● **What is expected**: Copy each line from the records below in which the word "hostname" is found.

** Opening Information shown block **

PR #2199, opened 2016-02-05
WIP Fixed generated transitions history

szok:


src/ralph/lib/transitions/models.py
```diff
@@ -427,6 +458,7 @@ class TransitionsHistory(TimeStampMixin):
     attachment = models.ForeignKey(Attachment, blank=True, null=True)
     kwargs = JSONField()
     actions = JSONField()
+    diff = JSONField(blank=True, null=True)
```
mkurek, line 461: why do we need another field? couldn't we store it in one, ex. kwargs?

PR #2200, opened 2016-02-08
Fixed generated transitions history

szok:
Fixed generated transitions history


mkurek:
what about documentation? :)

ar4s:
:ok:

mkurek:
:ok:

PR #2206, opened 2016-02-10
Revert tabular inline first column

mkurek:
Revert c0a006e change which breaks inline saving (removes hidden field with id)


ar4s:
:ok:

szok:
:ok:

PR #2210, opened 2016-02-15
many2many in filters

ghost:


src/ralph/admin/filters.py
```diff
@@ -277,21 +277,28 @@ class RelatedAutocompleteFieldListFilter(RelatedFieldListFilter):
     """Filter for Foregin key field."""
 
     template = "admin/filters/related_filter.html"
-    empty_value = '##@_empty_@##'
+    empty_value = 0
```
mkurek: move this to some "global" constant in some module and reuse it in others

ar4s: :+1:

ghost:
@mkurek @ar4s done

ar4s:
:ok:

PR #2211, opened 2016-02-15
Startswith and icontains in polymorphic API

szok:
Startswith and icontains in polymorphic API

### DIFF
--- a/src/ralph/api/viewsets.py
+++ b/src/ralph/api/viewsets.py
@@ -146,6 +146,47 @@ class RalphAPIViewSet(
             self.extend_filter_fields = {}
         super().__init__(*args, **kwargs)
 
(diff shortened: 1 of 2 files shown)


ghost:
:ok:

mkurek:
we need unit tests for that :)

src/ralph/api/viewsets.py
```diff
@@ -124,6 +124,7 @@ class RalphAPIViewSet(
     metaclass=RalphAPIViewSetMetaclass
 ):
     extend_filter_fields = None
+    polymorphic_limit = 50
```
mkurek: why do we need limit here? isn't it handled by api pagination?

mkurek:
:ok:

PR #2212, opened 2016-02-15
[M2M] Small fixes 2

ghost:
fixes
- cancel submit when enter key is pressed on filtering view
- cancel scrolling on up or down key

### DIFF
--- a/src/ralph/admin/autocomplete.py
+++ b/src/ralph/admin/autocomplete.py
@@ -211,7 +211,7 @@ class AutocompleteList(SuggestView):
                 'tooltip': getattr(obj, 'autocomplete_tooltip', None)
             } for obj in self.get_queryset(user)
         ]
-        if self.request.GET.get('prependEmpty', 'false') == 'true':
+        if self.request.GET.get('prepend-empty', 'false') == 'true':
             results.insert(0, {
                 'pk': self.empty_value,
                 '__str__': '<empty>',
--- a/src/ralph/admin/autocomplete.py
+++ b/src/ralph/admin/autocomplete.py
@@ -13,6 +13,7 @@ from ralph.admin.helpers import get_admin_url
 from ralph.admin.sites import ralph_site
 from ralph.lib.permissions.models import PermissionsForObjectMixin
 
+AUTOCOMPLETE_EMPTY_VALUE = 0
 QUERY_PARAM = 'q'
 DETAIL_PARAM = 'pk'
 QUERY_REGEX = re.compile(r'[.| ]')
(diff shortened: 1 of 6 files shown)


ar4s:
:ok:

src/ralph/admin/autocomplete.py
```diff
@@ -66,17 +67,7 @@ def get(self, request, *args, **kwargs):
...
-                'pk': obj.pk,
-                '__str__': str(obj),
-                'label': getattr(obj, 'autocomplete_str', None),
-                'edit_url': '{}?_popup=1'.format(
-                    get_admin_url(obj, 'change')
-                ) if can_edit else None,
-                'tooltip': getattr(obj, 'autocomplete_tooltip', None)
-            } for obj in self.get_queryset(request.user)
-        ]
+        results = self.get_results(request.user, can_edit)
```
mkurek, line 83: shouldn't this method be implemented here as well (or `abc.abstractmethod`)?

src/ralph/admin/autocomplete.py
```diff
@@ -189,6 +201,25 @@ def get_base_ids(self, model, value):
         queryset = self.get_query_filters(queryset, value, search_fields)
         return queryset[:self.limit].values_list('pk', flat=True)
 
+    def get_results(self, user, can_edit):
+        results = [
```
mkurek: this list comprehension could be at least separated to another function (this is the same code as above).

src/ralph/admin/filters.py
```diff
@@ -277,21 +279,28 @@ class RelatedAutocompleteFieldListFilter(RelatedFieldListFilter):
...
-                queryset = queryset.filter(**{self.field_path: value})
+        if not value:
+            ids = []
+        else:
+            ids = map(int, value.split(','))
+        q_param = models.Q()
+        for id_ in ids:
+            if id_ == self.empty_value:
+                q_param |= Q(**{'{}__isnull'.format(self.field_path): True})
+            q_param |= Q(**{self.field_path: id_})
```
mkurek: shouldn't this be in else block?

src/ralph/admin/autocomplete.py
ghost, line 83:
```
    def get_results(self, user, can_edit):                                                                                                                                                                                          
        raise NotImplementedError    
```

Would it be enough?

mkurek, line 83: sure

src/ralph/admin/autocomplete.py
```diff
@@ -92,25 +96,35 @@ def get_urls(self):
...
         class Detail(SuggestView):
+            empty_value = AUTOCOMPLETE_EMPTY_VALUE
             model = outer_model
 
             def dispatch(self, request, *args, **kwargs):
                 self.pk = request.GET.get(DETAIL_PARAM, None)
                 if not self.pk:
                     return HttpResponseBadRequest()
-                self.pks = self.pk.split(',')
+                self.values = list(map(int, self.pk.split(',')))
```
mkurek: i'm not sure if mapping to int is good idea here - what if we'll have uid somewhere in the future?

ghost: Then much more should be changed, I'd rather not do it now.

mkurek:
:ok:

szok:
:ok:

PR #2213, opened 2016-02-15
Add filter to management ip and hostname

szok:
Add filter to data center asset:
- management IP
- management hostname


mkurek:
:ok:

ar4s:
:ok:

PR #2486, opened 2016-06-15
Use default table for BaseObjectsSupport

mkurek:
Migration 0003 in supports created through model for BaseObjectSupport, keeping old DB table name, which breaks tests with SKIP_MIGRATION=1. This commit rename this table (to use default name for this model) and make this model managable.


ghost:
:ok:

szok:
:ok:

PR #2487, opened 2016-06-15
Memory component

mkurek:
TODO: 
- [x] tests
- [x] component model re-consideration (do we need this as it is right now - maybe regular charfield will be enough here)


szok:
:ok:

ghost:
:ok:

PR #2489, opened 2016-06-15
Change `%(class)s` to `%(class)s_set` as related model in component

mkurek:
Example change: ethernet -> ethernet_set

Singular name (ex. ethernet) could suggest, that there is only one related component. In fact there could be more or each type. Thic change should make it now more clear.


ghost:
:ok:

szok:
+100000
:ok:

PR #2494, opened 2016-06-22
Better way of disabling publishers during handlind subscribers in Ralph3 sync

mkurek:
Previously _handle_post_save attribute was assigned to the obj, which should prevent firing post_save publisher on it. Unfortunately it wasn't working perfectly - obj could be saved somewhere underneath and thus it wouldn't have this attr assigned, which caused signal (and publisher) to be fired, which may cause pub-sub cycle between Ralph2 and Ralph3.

** Closing Information shown block **

● **Response below**:
Add filter to management ip and hostname
- management hostname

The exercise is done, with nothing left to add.